* Data to process:
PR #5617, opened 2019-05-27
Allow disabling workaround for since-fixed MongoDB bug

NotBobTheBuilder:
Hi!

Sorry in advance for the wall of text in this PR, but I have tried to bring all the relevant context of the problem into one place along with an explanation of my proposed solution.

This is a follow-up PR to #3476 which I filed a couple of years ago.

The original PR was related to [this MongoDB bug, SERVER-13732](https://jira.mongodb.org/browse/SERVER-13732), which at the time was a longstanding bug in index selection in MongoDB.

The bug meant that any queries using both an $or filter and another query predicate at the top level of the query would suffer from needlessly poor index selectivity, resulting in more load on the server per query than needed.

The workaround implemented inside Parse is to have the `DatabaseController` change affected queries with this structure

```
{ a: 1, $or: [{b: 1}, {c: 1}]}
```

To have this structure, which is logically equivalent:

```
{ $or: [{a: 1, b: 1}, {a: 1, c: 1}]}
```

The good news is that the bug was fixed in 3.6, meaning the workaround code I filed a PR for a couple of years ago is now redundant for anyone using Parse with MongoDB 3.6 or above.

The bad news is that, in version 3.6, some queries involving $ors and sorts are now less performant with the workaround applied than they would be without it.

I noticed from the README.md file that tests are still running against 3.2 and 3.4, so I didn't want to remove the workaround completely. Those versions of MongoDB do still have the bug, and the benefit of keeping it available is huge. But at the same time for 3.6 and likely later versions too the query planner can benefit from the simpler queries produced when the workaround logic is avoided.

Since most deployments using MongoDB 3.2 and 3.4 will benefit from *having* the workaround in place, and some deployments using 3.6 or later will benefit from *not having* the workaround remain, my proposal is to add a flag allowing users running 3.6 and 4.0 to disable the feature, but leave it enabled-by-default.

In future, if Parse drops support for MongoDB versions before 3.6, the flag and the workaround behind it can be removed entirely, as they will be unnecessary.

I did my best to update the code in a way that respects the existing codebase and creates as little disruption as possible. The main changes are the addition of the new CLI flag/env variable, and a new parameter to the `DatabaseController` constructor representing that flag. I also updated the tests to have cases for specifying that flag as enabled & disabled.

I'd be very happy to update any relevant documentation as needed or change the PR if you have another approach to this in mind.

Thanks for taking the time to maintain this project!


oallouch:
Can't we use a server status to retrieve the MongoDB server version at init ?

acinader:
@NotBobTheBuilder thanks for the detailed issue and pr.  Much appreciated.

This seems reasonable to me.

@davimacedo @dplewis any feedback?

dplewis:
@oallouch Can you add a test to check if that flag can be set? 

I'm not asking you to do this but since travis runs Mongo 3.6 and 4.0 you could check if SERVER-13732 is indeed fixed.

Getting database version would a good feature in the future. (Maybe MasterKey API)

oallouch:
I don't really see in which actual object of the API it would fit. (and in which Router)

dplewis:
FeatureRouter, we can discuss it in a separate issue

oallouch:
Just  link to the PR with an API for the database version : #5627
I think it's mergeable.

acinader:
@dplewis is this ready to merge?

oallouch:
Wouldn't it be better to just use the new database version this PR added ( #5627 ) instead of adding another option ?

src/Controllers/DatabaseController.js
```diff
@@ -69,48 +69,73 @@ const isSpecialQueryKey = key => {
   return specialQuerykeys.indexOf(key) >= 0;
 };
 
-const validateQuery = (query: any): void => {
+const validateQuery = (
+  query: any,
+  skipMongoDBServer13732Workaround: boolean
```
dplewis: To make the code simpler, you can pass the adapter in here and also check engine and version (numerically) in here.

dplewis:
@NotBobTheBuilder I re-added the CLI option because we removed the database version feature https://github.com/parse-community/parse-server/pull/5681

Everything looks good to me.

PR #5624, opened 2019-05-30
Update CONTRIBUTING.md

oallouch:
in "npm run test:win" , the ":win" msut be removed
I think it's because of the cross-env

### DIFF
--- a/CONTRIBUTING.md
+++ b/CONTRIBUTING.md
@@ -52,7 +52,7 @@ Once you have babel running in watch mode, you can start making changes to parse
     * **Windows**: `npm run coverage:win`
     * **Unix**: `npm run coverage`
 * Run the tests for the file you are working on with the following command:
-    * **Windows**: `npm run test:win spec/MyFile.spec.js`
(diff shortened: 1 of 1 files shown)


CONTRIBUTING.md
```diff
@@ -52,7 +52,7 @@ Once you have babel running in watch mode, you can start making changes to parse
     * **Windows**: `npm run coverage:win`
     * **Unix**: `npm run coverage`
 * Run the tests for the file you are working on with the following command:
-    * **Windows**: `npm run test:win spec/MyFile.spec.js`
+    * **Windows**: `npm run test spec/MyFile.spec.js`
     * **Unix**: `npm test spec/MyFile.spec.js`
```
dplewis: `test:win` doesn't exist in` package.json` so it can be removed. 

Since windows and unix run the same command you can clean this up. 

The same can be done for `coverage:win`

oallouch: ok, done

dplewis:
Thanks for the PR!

==

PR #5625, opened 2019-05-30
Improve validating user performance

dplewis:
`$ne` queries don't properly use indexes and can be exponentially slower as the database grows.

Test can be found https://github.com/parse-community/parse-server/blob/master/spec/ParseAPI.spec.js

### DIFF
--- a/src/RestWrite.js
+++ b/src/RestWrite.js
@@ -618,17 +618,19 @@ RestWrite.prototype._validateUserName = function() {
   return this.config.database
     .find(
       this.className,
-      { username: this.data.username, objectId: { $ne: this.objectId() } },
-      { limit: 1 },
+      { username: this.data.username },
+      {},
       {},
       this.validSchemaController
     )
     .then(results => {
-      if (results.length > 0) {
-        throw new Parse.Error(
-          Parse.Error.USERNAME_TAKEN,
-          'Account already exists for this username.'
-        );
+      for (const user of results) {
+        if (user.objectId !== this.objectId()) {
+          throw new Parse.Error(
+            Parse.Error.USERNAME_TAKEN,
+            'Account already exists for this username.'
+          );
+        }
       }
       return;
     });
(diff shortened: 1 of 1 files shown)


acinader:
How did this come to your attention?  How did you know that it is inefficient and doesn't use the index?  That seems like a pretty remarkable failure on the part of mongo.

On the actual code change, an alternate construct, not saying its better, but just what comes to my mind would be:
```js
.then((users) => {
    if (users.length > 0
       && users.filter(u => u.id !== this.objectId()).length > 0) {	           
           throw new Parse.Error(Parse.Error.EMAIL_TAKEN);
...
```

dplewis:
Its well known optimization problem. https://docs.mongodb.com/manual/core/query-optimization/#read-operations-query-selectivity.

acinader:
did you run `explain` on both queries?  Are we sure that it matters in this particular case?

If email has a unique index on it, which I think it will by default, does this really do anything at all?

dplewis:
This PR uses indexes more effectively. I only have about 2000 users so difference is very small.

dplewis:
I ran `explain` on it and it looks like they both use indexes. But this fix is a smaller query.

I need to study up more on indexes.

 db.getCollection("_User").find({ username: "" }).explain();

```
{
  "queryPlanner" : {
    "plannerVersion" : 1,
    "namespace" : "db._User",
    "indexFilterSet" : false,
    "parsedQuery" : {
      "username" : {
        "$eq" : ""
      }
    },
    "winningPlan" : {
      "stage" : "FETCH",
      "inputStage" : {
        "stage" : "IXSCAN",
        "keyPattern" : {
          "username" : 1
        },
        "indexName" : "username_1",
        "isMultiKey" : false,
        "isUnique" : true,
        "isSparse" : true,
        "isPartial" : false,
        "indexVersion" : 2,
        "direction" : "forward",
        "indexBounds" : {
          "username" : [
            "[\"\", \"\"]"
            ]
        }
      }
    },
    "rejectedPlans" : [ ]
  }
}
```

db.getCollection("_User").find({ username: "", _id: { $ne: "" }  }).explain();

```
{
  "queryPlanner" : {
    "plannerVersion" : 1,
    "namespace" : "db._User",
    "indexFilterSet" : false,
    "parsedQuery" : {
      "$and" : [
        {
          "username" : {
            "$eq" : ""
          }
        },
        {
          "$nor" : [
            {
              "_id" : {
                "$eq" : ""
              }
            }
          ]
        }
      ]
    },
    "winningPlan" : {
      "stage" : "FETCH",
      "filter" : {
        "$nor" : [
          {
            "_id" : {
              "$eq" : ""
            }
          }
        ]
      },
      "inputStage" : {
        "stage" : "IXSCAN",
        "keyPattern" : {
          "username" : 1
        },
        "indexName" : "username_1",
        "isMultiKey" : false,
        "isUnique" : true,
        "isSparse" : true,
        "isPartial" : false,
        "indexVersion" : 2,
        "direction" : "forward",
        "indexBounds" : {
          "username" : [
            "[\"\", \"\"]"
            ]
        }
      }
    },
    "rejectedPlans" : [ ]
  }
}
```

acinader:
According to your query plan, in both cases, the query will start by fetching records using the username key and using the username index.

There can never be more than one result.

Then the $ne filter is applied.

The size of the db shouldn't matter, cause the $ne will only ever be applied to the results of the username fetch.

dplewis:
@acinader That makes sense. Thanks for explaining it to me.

...

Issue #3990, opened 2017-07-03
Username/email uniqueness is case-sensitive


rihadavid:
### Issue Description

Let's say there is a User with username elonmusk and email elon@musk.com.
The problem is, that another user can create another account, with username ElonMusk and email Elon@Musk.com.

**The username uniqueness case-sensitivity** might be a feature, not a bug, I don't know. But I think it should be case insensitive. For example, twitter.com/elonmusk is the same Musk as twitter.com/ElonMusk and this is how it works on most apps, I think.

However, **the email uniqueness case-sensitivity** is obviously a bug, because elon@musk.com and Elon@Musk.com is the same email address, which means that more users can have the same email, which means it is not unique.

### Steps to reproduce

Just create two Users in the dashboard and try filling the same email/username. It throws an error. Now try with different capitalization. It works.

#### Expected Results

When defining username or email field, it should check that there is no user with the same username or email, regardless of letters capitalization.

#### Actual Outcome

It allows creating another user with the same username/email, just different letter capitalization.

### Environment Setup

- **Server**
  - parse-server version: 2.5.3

* What you have to do:
Give back exactly the lines of the listing above that run from the line with "### Environment Setup" to the line with "- parse-server version: 2.5.3", inclusive.

* Task answer:
### Environment Setup

- **Server**
  - parse-server version: 2.5.3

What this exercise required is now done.